[Opening Given records section]
PR #250, opened 2026-08-26
fix(compaction): persist keys in lookup SST files while first-row merge function

### LINKED ISSUE #251: [Bug] persist keys in SST files while first-row merge function
### Search before asking

### Paimon-cpp version

- an existing `key=1` in L2;
- `key=1` and `key=2` in L0;
- compaction of only L0 into L1;
- the output is supposed to be only `key=2`.

The previous implementation special-cased `bool` by creating and immediately closing the lookup writer. This produced a valid but empty SST file. As a result, a compaction could incorrectly retain a newer row even though the first row for that key already existed.

### Minimal reproduce step

- an existing `key=1` in L2;
- `key=1` and `key=2` in L0;
- compaction of only L0 into L1;
- the output is supposed to be only `key=2`.

The previous implementation special-cased `bool` by creating and immediately closing the lookup writer. This produced a valid but empty SST file. As a result, a compaction could incorrectly retain a newer row even though the first row for that key already existed.

### Anything else?

_No response_

lszskye:
### Purpose

Linked issue: close #251 

First-row lookup uses `LookupLevels<bool>` because it only needs to determine whether a primary key already exists.

The previous implementation special-cased `bool` by creating and immediately closing the lookup writer. This produced a valid but empty SST file. As a result, a compaction could incorrectly retain a newer row even though the first row for that key already existed.

This change:

- removes the `bool`-specific empty SST shortcut;
- writes serialized primary keys with empty value payloads;
- uses a key-only read schema for first-row lookup, avoiding unnecessary value-column reads.

### Tests

Added `LookupMergeTreeCompactRewriterTest.TestFirstRowLooksUpExistingKeys`, covering:

- an existing `key=1` in L2;
- `key=1` and `key=2` in L0;
- compaction of only L0 into L1;
- verification that the output contains only `key=2`.

### API and Format

No public API or protocol changes.

### Documentation

No documentation changes are required.

### Generative AI tooling

Generated-by: Codex (GPT-5)

### DIFF
--- a/src/paimon/core/mergetree/compact/lookup_merge_tree_compact_rewriter_test.cpp
+++ b/src/paimon/core/mergetree/compact/lookup_merge_tree_compact_rewriter_test.cpp
@@ -484,6 +484,45 @@ TEST_F(LookupMergeTreeCompactRewriterTest, TestFirstRowRewrite) {
     CheckResult(compact_file_name, table_schema, "orc", expected_array);
 }
 
+TEST_F(LookupMergeTreeCompactRewriterTest, TestFirstRowLooksUpExistingKeys) {
+    std::map<std::string, std::string> options = {{Options::MERGE_ENGINE, "first-row"},
+                                                  {Options::FILE_FORMAT, "orc"}};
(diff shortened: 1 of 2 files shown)


lxy-9602 (approved):
+1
[Closing Given records section]
▶ [The task]
Copy out the data exactly as it stands, leaving nothing out.

▶ [Answer to the exercise]
PR #250, opened 2026-08-26
fix(compaction): persist keys in lookup SST files while first-row merge function

### LINKED ISSUE #251: [Bug] persist keys in SST files while first-row merge function
### Search before asking

### Paimon-cpp version

- an existing `key=1` in L2;
- `key=1` and `key=2` in L0;
- compaction of only L0 into L1;
- the output is supposed to be only `key=2`.

The previous implementation special-cased `bool` by creating and immediately closing the lookup writer. This produced a valid but empty SST file. As a result, a compaction could incorrectly retain a newer row even though the first row for that key already existed.

### Minimal reproduce step

- an existing `key=1` in L2;
- `key=1` and `key=2` in L0;
- compaction of only L0 into L1;
- the output is supposed to be only `key=2`.

The previous implementation special-cased `bool` by creating and immediately closing the lookup writer. This produced a valid but empty SST file. As a result, a compaction could incorrectly retain a newer row even though the first row for that key already existed.

### Anything else?

_No response_

lszskye:
### Purpose

Linked issue: close #251 

First-row lookup uses `LookupLevels<bool>` because it only needs to determine whether a primary key already exists.

The previous implementation special-cased `bool` by creating and immediately closing the lookup writer. This produced a valid but empty SST file. As a result, a compaction could incorrectly retain a newer row even though the first row for that key already existed.

This change:

- removes the `bool`-specific empty SST shortcut;
- writes serialized primary keys with empty value payloads;
- uses a key-only read schema for first-row lookup, avoiding unnecessary value-column reads.

### Tests

Added `LookupMergeTreeCompactRewriterTest.TestFirstRowLooksUpExistingKeys`, covering:

- an existing `key=1` in L2;
- `key=1` and `key=2` in L0;
- compaction of only L0 into L1;
- verification that the output contains only `key=2`.

### API and Format

No public API or protocol changes.

### Documentation

No documentation changes are required.

### Generative AI tooling

Generated-by: Codex (GPT-5)

### DIFF
--- a/src/paimon/core/mergetree/compact/lookup_merge_tree_compact_rewriter_test.cpp
+++ b/src/paimon/core/mergetree/compact/lookup_merge_tree_compact_rewriter_test.cpp
@@ -484,6 +484,45 @@ TEST_F(LookupMergeTreeCompactRewriterTest, TestFirstRowRewrite) {
     CheckResult(compact_file_name, table_schema, "orc", expected_array);
 }
 
+TEST_F(LookupMergeTreeCompactRewriterTest, TestFirstRowLooksUpExistingKeys) {
+    std::map<std::string, std::string> options = {{Options::MERGE_ENGINE, "first-row"},
+                                                  {Options::FILE_FORMAT, "orc"}};
(diff shortened: 1 of 2 files shown)


lxy-9602 (approved):
+1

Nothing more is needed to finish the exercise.